Stavros Niarchos Hall, 23 mars
Le rideau s’ouvre sur l’image iconique du Wozzeck par Hans Neugebauer (metteur en scène) et Achim Freyer (décorateur), dans leur célèbre production de Cologne, en 1975, vue à Bruxelles, au temps de Gerard Mortier, et également à Paris, au Théâtre du Châtelet : une rue réduite à deux murs triangulaires, filant vers le sol en fond de scène, sous un ciel uni.
Mais là où cette perspective forcée faisait apparaître un monde de géants, prêt à sombrer dans l’irrationnel, quand ces parois basculaient brusquement, comme l’esprit du soldat de Berg, toute comparaison avec ce Werther athénien, créé en 2014, trois ans avant son décès, par le metteur en scène Spyros A. Evangelatos, s’arrête aussitôt.
Avec cette reprise, assurée par Ion Kessoulis, on reste dans le purement décoratif, la mer (à Wetzlar !) agitée au fond, une balançoire, des tables de bistrot, de grandes horloges comtoises, ramenant au premier plan un réalisme bon enfant, avant qu’une sorte de meringue écrasée vienne recevoir les derniers instants du héros.
Face à ce type de production lisse et sans vrai contenu dramatique, on attend du chant qu’il prenne la première place. Mais une oreille française peut-elle accepter un Werther où la langue est aussi incertaine ? Que la troupe du Greek National Opera (GNO) ne s’y montre pas à l’aise, soit. C’est pourtant chez elle que l’articulation se révèle, avec le Bailli de Yanni Yannissis, avec l’Albert de Nikos Kotenidis, la plus acceptable, beaucoup moins, certes, avec la Sophie incompréhensible de Chrissa Maliamani.
L’admet-on des deux stars invitées ? On grince d’autant plus à écouter Francesco Demuro qu’il dispense un « Pourquoi me réveiller » admirablement travaillé, où les mots ont leur sens, leur poids, où le chant offre le style requis, quand le reste de sa prestation est marqué par un excès d’italianité, une absence de tenue, avec des sons trop ouverts, alors qu’il n’en est pas à son premier Werther. Certes, la maîtrise de l’instrument est plus que convaincante, le timbre est magnifique, mais l’art du chant renvoie avec constance au répertoire naturel du ténor, qui finit néanmoins par émouvoir, grâce à l’écriture de Massenet.

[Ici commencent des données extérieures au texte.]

PR #2031, opened 2015-03-18
ENYO-493: Duration Picker (hour, minute, second)

anishlg:
updated the old duration picker
https://github.com/enyojs/moonstone/pull/1978/

### DIFF
--- a/source/DurationPicker.js
+++ b/source/DurationPicker.js
@@ -1,0 +1,690 @@
+(function (enyo, scope) {
+	/**
+	* Fires when the value changes.
+	*
+	* @event moon.DurationPicker#onChange
+	* @type {Object}
+	* @property {String} name - contains the name of this control.
+	* @public
+	*/
+
+	/**
+	* `moon.DurationPicker` is a [control]{@link enyo.Control} that can display -- or allow the
+	* selection of -- a duration expressed in hours, minutes and seconds, the selection
+	* display is configurable using template.
+	*/
+
+	var 
+		/**
+		* Optional label for hour
+		*
+		* @type {String}
+		* @default moon.$L("1#hour|#hours")
+		* @private
+		*/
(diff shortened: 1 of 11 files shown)


source/DurationPicker.js
```diff
@@ -0,0 +1,690 @@
...
+	});
+
+	(function () {
+		/* A replacement for window.setInterval() function, It use window.setTimeout() to perform the interval functionality
+		* It is based on enyo.perfNow() and use setInterval() and clearInterval() function as like with window
+		*
+		*/
+
+		/* Interval Object */
+		var Interval = function (func, delay) {
```
aarontam: Hi @anishlg, do you know why it was necessary to create all of this custom functionality? It appears to work fine, but I seem to recall we were originally utilizing `setInterval`.

anishlg: Hi @aarontam, as i mentioned earlier the window.setInterval() function always had +/- 1 ms difference in each interval (1 s). By getting added this in every interval, this will considerably get wrong duration on long run. In current the moon.interval keep the difference consistent from the starting time by using {{enyo.perfNow}}.

aarontam: Hi @anishlg, thanks for the clarification. I'm wondering if this shouldn't go into `enyo` core, maybe as part of `enyo.job` i.e. `enyo.repeatingJob`. It seems to be something that would be useful at a more general level, and could benefit from utilizing the job paradigm where a job can be named and a delay can be specified.

cc @Djspaceg @clinuz

anishlg:
Updated the Duration Picker
1. removed the setTimeout() function dependency and used the enyo core function enyo.startJob() to create the timer
2. removed the template property and used hour/minute/second hide/show properties

KunmyonChoi:
We closed the Jira because no app is planning to use this new control. Let's close the PR here.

Pour Anita Rachvelishvili, Carmen fêtée à l’Odéon d’Hérode Atticus, en 2018, Charlotte est une prise de rôle attendue, évidente, car sa voix immense peut y raviver le souvenir d’une Rita Gorr par le ton et l’ampleur, effectivement présents pour rassurer un monde lyrique qui s’inquiétait de ses récentes annulations, suite à l’heureux événement qui l’avait laissée le souffle court. Par bonheur, nous entendons, ici, une voix intacte et retrouvée.
Las, alors que sa Carmen est parfaite, un énorme travail reste à réaliser sur l‘héroïne de Massenet, sur l’articulation, molle, confuse, sur la pénétration du rôle, tracé à coups de serpe, survolé sans ces subtilités, ces émois délicats ou intenses dans leur gradation, qui font que l’émotion passe par-delà la généreuse démonstration vocale, pour devenir incarnation poétique unique.
Bien entendu, l’énergie, la défonce qui sont caractéristiques de l’immense mezzo géorgienne fonctionnent à plein pour l’acte final, mais l’air « des larmes » laisse encore froid. Premiers pas prometteurs, donc, mais seulement prometteurs. Vite un metteur en scène, mais aussi un chef qui lui apprennent les secrets du rôle…
Jacques Lacombe – et on peut le comprendre – s’est, surtout, préoccupé de donner un ton français et poétique à l’orchestre maison. À part quelques lourdeurs de son et d’éclat, il a parfaitement réussi.
Peu sensible à la subtilité de la langue, le public fête chef, ténor et mezzo, sans réserve, interrompant parfois la ligne musicale de ses applaudissements : un succès, donc.